On 24 August 1942, Muskeget departed Boston for her second weather patrol, again at Weather Station No. 2. She issued the first weather report of her patrol on 28 August and arrived on station on 31 August. After she issued a weather report on 9 September 1942, Allied forces did not see or hear from her again.

===Loss===
At 14:54 hours on 9 September 1942, the German Navy submarine U-755, operating as part of a wolfpack, sighted Muskeget emerging from a rain squall in a heavy swell about 400 nmi east of Newfoundland and misidentified her as an auxiliary merchant cruiser. U-755, commanded by Kapitänleutnant Walter Göing, fired two torpedoes, heard the sounds of Muskegets boilers exploding and bulkheads collapsing as she sank, then surfaced and found a life raft and survivors in the water, but little wreckage. U-755 departed the area, but returned a few hours later to find a large oil slick and two life rafts tied together with eight men on them. As they shouted at U-755, Göing thought he heard them say that they were from an American ship named Muskogee, Mukited, or something similar. U-755 then again departed the area.

Muskeget was due to be relieved on station by the Coast Guard weather ship USCGC Monomoy (WAG-275). Monomoy reported on 11 September 1942 that she could not contact Muskeget, and arrived at Weather Station No. 2 on 13 September 1942 to find no sign of Muskeget. When Monomoy again reported her inability to contact Muskeget on 15 September, Allied ships and aircraft were ordered to search for the missing ship. Their search, on 16 September 1942, found no sign of Muskeget, nor did Monomoy find any trace of Muskeget or her crew while operating at Weather Station No. 2 continuously until 22 September 1942.
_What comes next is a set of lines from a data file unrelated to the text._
PR #2635, opened 2025-12-08
add opencl support

VarLad:
imports and re-exports OpenCL from MLDataDevices, for usage in Flux.jl
Depends on https://github.com/LuxDL/Lux.jl/pull/1590


VarLad:
@CarloLucibello Should I bump the minimum required version of MLDataDevices as well?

When Muskeget was overdue in returning to Boston later in September 1942, she was presumed lost with her entire complement of nine officers, 107 enlisted men, one United States Public Health Service officer, and four civilian United States Weather Bureau meteorologists. Monomoy concluded her weather patrol on 1 October 1942 and, upon arrival at Boston on 12 October, reported 20 to 35 German submarines operating within striking range of the weather station, shadowing the two or more Allied convoys which passed each day through the area in which Weather Station No. 2 was located.

No bodies were ever recovered, and Muskegets wreck was never found. On 10 September 1943, the U.S. Navy and U.S. Coast Guard officially declared all on board Muskeget to have been killed in action, and on 26 October 1943 she was struck from the Navy List. Only later did it become known that U-755 had sunk her.

Muskeget was the only U.S. weather ship lost during World War II.

==Belated Purple Heart for meteorologists==

Although the other personnel lost with Muskeget all received a posthumous award of the Purple Heart, the four civilian Weather Bureau meteorologists – Luther H. Brady, Lester S. Fodor, George F. Kubach, and Edward Weber – did not. In ca. 2012, researchers from the U.S. Coast Guard and the National Oceanic and Atmospheric Administration – which oversees the U.S. National Weather Service, the successor organization to the Weather Bureau – detected the oversight and the circumstances of their deaths, which occurred at a time when civilians killed in action qualified for the Purple Heart. The four men received the Purple Heart posthumously in a ceremony at the Naval Heritage Center auditorium at the United States Navy Memorial in Washington, D.C., on 19 November 2015.

==Commemoration==

American Legion Post 2543 in Plattsmouth, Nebraska, is named for Fireman First Class Harold Wolever, Jr., a Coast Guardsman who died in the sinking of Muskeget.